[What is being asked] Use the entries below and reproduce exactly the lines from the one containing "PR #5885, opened 2024-09-23" down to the one containing "PR #5888, opened 2024-09-23", both of them included.

Stored data entries:

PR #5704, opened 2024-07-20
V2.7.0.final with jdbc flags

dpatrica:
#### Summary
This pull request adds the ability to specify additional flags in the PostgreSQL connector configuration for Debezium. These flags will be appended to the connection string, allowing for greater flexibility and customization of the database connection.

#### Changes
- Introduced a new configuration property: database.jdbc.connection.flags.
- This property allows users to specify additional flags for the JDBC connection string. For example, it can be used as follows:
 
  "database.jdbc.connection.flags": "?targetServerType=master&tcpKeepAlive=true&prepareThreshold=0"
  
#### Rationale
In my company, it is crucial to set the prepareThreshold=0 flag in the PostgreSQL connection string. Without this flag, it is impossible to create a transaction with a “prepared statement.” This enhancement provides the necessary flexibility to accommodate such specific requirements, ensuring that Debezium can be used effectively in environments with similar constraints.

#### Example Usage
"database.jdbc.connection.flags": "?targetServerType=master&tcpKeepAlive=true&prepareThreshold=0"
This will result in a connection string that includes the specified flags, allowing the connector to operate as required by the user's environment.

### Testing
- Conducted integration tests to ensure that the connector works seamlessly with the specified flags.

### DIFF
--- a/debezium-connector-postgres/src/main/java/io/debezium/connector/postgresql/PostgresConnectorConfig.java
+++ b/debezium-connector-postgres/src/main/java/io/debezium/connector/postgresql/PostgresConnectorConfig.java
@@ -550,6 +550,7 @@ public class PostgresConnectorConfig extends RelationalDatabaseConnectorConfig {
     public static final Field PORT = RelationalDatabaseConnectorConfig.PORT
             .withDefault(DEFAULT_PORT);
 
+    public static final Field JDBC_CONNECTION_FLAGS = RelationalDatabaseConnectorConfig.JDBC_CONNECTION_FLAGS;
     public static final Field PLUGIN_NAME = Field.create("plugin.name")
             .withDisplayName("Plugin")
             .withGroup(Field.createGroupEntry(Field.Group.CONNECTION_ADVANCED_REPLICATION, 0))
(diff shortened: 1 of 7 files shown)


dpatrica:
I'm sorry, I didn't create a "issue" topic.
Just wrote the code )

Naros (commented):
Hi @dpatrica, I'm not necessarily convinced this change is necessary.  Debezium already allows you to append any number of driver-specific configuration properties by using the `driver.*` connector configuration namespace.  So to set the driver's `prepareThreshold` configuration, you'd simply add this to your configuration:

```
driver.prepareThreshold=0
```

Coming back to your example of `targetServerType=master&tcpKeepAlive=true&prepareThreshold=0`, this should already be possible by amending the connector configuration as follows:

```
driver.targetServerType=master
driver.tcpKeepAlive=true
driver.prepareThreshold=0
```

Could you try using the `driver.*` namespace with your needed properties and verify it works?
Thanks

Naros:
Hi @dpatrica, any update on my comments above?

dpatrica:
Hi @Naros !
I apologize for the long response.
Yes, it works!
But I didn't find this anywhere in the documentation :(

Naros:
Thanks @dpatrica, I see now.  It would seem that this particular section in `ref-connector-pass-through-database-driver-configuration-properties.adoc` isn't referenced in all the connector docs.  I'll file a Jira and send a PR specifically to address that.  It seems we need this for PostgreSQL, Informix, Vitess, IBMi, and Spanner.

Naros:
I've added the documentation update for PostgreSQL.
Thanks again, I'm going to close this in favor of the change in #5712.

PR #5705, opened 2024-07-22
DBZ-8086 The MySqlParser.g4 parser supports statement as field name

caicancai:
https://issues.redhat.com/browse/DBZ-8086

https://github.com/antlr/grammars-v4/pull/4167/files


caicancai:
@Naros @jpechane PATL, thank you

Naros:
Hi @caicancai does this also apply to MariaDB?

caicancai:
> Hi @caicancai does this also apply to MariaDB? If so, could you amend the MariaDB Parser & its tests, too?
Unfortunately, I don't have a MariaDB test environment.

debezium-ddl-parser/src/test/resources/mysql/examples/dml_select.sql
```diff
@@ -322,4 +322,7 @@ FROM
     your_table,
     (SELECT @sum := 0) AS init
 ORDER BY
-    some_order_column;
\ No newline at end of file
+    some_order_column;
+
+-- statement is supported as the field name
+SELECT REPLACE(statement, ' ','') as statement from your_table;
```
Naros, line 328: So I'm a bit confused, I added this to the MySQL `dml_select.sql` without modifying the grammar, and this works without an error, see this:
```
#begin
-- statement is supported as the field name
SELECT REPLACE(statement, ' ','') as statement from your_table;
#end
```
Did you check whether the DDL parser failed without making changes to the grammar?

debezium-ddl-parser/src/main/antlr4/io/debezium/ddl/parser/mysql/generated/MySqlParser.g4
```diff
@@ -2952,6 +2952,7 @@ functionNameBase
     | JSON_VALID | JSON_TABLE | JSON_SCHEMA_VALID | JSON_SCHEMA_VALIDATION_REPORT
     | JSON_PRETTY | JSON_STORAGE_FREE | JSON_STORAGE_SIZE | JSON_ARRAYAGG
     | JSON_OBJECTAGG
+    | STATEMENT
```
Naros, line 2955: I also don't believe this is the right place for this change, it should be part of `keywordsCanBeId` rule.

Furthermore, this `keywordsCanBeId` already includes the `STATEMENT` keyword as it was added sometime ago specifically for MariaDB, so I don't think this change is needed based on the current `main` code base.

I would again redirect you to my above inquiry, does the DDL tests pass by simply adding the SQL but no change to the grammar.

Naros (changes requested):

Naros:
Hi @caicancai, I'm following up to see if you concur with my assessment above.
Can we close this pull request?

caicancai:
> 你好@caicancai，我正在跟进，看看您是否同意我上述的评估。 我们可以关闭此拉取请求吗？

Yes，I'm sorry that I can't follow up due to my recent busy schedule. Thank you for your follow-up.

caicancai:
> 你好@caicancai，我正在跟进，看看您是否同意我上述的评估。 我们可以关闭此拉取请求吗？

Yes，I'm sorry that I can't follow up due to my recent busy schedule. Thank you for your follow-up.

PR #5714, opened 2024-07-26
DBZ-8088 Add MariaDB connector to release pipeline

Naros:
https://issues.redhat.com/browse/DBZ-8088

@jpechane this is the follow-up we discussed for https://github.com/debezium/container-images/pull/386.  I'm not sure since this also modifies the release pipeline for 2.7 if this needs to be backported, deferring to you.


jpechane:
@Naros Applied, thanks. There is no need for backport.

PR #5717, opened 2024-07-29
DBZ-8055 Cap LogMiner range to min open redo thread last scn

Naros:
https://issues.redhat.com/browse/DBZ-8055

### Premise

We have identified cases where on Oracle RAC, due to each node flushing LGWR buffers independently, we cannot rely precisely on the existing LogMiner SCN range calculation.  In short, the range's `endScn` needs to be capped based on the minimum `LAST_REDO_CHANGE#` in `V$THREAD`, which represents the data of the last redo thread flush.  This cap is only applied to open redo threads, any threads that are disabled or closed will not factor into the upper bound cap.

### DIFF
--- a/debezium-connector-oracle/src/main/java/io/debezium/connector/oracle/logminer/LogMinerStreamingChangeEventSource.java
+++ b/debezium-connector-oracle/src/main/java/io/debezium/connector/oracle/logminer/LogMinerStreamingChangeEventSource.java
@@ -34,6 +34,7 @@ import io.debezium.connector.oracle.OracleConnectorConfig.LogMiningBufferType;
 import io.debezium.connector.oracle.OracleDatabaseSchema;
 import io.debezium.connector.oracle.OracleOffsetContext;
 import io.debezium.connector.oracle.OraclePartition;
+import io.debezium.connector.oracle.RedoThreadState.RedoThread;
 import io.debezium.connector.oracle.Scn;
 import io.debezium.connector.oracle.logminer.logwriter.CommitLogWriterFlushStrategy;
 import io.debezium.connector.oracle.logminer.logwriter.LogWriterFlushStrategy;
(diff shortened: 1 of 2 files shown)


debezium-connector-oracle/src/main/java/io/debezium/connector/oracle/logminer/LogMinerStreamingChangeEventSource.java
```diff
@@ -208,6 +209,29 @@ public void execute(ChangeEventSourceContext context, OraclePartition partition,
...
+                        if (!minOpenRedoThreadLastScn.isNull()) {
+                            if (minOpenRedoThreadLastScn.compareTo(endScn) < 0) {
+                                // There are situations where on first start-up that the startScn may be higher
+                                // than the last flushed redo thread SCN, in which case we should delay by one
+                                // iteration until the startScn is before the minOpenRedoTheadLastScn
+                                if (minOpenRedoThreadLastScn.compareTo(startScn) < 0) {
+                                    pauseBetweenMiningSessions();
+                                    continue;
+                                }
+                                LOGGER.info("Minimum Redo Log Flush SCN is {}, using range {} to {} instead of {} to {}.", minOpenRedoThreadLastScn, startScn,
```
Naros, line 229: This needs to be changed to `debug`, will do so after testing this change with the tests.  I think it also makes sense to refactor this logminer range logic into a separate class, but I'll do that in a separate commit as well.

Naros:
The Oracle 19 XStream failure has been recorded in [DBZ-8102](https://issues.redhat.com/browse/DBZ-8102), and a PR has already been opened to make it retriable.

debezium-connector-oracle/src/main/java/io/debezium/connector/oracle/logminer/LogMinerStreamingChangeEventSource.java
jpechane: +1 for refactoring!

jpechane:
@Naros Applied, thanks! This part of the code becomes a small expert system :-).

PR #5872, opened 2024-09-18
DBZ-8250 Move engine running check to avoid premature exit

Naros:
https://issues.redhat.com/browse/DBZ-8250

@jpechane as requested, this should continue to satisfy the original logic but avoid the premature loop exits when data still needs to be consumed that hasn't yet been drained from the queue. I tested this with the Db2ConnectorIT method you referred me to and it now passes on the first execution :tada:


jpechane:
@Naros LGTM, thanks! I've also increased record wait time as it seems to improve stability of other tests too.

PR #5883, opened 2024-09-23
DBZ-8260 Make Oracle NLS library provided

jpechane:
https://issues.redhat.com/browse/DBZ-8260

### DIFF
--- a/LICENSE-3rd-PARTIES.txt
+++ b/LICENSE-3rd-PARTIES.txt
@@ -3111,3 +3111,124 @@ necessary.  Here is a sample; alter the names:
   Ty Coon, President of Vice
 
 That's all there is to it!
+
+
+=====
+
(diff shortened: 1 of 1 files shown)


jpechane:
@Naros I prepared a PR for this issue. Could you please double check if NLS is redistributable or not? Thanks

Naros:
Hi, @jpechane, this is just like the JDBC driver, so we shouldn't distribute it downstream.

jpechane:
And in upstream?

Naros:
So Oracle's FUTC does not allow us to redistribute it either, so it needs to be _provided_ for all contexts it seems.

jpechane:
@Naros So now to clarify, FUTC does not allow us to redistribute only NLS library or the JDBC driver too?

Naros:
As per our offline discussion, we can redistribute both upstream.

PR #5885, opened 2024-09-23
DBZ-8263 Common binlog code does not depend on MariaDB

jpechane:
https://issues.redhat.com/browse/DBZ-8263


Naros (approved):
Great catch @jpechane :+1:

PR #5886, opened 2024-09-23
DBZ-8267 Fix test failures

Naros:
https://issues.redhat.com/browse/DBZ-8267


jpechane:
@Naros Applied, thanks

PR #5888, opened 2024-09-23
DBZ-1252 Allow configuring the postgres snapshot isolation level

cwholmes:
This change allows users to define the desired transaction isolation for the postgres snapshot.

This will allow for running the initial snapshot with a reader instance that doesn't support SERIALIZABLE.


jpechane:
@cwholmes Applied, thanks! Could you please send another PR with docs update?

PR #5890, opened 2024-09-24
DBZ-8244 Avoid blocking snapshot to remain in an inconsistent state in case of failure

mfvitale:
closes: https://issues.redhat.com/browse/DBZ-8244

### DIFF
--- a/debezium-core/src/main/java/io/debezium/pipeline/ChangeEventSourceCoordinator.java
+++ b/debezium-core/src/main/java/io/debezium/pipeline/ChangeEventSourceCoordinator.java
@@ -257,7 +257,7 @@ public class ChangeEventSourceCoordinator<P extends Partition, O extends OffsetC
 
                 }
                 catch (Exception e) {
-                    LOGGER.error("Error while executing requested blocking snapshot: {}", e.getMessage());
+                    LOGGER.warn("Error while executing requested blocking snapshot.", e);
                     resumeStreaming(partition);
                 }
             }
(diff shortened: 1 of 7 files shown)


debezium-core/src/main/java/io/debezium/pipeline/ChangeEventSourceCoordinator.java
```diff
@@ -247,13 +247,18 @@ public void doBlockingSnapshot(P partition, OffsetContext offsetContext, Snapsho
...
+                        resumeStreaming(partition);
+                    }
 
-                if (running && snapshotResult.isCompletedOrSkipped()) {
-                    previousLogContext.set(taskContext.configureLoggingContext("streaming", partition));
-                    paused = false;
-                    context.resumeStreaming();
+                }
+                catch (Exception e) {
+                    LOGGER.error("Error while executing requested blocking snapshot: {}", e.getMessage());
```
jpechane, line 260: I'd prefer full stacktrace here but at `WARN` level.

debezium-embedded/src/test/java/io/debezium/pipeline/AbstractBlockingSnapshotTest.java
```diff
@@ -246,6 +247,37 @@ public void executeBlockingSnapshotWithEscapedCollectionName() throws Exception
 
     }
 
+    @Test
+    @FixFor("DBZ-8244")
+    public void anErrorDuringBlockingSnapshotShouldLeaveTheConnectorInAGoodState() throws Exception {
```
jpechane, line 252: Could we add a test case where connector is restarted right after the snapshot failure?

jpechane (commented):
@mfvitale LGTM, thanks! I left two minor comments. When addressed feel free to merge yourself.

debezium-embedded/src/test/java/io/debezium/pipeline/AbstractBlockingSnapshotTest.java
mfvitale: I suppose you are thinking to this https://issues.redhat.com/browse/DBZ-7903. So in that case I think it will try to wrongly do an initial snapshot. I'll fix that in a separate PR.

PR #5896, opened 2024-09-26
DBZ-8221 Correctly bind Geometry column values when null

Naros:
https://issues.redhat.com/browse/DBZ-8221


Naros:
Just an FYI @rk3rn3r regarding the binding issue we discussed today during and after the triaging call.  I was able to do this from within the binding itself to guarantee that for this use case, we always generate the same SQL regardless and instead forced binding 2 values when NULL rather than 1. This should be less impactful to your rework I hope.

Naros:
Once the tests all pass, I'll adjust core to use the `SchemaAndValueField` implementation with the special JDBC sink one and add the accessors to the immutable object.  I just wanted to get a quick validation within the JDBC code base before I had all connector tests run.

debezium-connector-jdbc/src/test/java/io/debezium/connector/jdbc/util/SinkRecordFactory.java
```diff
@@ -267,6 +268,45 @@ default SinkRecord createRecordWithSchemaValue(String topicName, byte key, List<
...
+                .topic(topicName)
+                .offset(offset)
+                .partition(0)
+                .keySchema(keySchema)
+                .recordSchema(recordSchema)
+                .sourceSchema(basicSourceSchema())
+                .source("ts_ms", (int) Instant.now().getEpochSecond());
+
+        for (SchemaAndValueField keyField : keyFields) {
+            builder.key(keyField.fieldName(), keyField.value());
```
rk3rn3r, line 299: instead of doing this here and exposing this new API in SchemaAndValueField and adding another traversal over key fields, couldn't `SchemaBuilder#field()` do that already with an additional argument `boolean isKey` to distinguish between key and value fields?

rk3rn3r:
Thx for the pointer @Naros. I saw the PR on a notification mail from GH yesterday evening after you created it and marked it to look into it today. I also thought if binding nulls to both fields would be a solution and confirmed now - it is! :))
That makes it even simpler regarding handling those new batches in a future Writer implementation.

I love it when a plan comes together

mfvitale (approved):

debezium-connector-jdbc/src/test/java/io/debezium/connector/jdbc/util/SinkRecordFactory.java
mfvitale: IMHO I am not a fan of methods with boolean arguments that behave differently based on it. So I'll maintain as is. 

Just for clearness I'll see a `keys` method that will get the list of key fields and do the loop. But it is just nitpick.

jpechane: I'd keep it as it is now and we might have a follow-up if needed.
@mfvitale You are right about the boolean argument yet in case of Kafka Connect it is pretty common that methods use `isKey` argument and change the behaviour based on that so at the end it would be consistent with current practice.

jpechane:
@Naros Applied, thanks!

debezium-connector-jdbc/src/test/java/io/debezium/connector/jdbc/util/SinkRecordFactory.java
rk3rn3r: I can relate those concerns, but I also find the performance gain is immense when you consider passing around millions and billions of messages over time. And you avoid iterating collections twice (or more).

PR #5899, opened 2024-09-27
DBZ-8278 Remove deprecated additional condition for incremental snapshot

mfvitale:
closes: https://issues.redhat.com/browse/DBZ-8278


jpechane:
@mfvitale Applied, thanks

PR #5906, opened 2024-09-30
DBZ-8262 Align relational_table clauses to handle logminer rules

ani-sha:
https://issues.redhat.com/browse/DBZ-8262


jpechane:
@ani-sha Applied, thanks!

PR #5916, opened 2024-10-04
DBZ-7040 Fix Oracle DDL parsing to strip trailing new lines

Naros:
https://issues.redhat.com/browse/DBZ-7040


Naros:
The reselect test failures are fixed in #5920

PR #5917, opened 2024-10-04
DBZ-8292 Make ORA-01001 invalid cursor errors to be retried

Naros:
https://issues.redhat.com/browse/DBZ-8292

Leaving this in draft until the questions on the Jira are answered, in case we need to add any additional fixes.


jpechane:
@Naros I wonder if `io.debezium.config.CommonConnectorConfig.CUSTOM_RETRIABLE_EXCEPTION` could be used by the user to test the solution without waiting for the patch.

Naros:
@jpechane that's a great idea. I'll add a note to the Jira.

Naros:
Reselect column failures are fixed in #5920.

[Reply]
PR #5885, opened 2024-09-23
DBZ-8263 Common binlog code does not depend on MariaDB

jpechane:
https://issues.redhat.com/browse/DBZ-8263


Naros (approved):
Great catch @jpechane :+1:

PR #5886, opened 2024-09-23
DBZ-8267 Fix test failures

Naros:
https://issues.redhat.com/browse/DBZ-8267


jpechane:
@Naros Applied, thanks

PR #5888, opened 2024-09-23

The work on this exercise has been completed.